Licentiatavhandling, 2007

Conversion of solid fuels in fixed beds is a common method for heat and power production. A frequent fixed-bed technique in small to medium scale is combustion in grate furnaces. Grate furnaces are widely used in the industrial energy branch and appreciated for their stability and simplicity of control. Also, the fuel flexibility makes the method economically attractive as an energy supplier to district heating systems. With increasing demands on combustion efficiency and fuel flexibility, it has been observed, though, that the fuel bed in grate furnaces often suffers from disturbances causing problems in the fuel bed and in the free-board above it, such as elevated emissions and increased material wear. To reduce these problems it is important to gain a deeper understanding of the processes in the fuel bed, both by practical investigations and modelling. An inventory of disturbances in the fuel bed of grate furnaces was carried out, in which interviews with operating personnel and recordings of fuel beds with a video camera, was made. The results show that disturbances in the fuel bed are very common. Most frequent is channelling in the fuel bed and at the bounding walls, which occur naturally at walls of packed beds and in connection with local changes in bed porosity. The inventory shows that a range of practical measures in the operation of grate furnaces amplify this phenomenon. Modelling of combustion in the free-board of a grate furnace and in the fixed fuel bed was performed. The free-board modelling was carried out with a numerical software, using a simplified bed model to describe the inlet conditions from the fuel bed. The results clearly emphasise the practicability of such a combination and effects that are difficult to foresee by measurements and observations are highlighted.
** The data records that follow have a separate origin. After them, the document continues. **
PR #484, opened 2022-02-17
fix(client): Add missing error handling and interceptors for workflow describe

andreasasprou:
## What was changed

- Added missing wrapper around `handle.describe` to handle raw grpc errors in a similar way to how the other workflow handle functions are wrapped.
- Added the ability to intercept workflow describe calls

## Why?

Instead of `const isWorkflowNotFoundError = error.code === grpcStatus.NOT_FOUND`, I'd like to handle errors like I would if I called `handle.cancel` by comparing against `WorkflowNotFoundError`.

Use case example:

```typescript
export async function isWorkflowRunning(
  handle: WorkflowHandle,
): Promise<boolean> {
  try {
    const result = await handle.describe();

    return (
      result.workflowExecutionInfo?.status ===
      temporal.api.enums.v1.WorkflowExecutionStatus
        .WORKFLOW_EXECUTION_STATUS_RUNNING
    );
  } catch (error) {
    const isWorkflowNotFoundError = error instanceof WorkflowNotFoundError; // <---- Currently not possible

    if (isWorkflowNotFoundError) {
      return false;
    }

    throw error;
  }
}
```


cretz:
Hrmm, the describe operation isn't interceptable in our other SDKs because the use case wasn't really there compared to just wrapping the client/handle in your own class. While I suppose the same could be said for signal/query/etc, describe doesn't really do any data conversion or header injection which is one of the benefits of interceptors.

@bergundy - Thoughts?

packages/client/src/interceptors.ts
```diff
@@ -94,6 +104,10 @@ export interface WorkflowClientCallsInterceptor {
    * Intercept a service call to requestCancelWorkflowExecution
    */
   cancel?: (input: WorkflowCancelInput, next: Next<this, 'cancel'>) => Promise<RequestCancelWorkflowExecutionResponse>;
+  /**
+   * Intercept a service call to describeWorkflowExecution
+   */
+  describe?: (input: WorkflowDescribeInput, next: Next<this, 'cancel'>) => Promise<DescribeWorkflowExecutionResponse>;
```
bergundy, line 110:
```suggestion
  describe?: (input: WorkflowDescribeInput, next: Next<this, 'describe'>) => Promise<DescribeWorkflowExecutionResponse>;
```

packages/client/src/interceptors.ts
```diff
@@ -57,6 +62,11 @@ export interface WorkflowCancelInput {
   readonly firstExecutionRunId?: string;
 }
 
+export interface WorkflowDescribeInput {
```
bergundy, line 65:
```suggestion
/** Input for WorkflowClientCallsInterceptor.describe */
export interface WorkflowDescribeInput {
```

bergundy (commented):
I agree with @cretz that this call doesn't **need** interception.
I don't think there's much harm in adding it though.

packages/client/src/interceptors.ts
lorensr, line 110:
```suggestion
  describe?: (input: WorkflowDescribeInput, next: Next<this, 'describe'>) => Promise<DescribeWorkflowExecutionResponse>;
```

cretz:
> I don't think there's much harm in adding it though.

@bergundy - Is this something we should support in every SDK?

lorensr:
Update from slack: use case is catching all errors that flow through the temporal client & setup alerts around them. I think the only method we're missing from the [client interceptor](https://typescript.temporal.io/api/interfaces/client.workflowclientcallsinterceptor/) besides `.describe()` is `.result()`? Would we like to add that as well?

bergundy:
> Is this something we should support in every SDK?

No harm in doing so and it's trivial so why not?

bergundy:
> I think the only method we're missing from the [client interceptor](https://typescript.temporal.io/api/interfaces/client.workflowclientcallsinterceptor/) besides .describe() is .result()? Would we like to add that as well?

The original purpose of these interceptors AFAIK is to be able to modify proto headers (not to be confused with HTTP headers), if we're adding interceptors for `describe` and `result` we're not add that much value, technically users could subclass the client and wrap the methods.

That being said, there's no harm in adding them so I'm fine with it.

cretz:
> No harm in doing so and it's trivial so why not?

Agreed, just needs to be prioritized and such. I will make sure to include in Python SDK.

lorensr:
@andreasasprou Would you please sign our CLA? I'd be happy to add the other interceptors to this PR myself and then merge!

https://cla-assistant.io/temporalio/sdk-typescript?pullRequest=484

andreasasprou:
> @andreasasprou Would you please sign our CLA? I'd be happy to add the other interceptors to this PR myself and then merge!
> 
> 
> 
> https://cla-assistant.io/temporalio/sdk-typescript?pullRequest=484

Done!

packages/client/src/workflow-client.ts
```diff
@@ -747,12 +781,10 @@ export class WorkflowClient {
...
-        return this.client.service.describeWorkflowExecution({
-          namespace,
-          execution: {
-            runId,
-            workflowId,
-          },
+        const next = this.client._describeWorkflowHandler.bind(this.client);
+        const fn = interceptors.length ? composeInterceptors(interceptors, 'describe', next) : next;
+        return await fn({
+          workflowExecution: { workflowId, runId },
```
lorensr, line 787: I took out `firstExecutionRunId` because it isn't used in the grpc call

packages/test/src/test-interceptors.ts
```diff
@@ -83,6 +96,13 @@ if (RUN_INTEGRATION_TESTS) {
               const result: string = (await next(input)) as any;
               return [...result].reverse().join('');
             },
+            async result<T extends Workflow>(
+              input: WorkflowResultInput,
+              next: Next<WorkflowClientCallsInterceptor, 'result'>
+            ) {
+              const result = await next(input);
+              return (result + '-intercepted') as WorkflowResultType<T>;
+            },
```
lorensr, line 105: Is there a way to simplify the typing?

packages/client/src/workflow-client.ts
bergundy: It will later but we can leave it out for now

bergundy (approved):
We'd mentioned wrapping describe output in a friendly interface.
Not blocking this PR though

lorensr:
Yep I branched off of this, but then couldn't submit a PR with the remote as a base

A zone in the furnace that is poorly exploited by the combustion process was revealed by the computation, and an alternative design was evaluated. The first steps in creating a bed model that describes the processes in a burning bed of char were also taken. The model was implemented into a commercial software and enriched with model-specific functions. Emphasis was put on describing a two-dimensional flow, including spatial variations in flow conditions and their influence on bed porosity and shrinkage, which enables modelling of channel formation in fixed beds.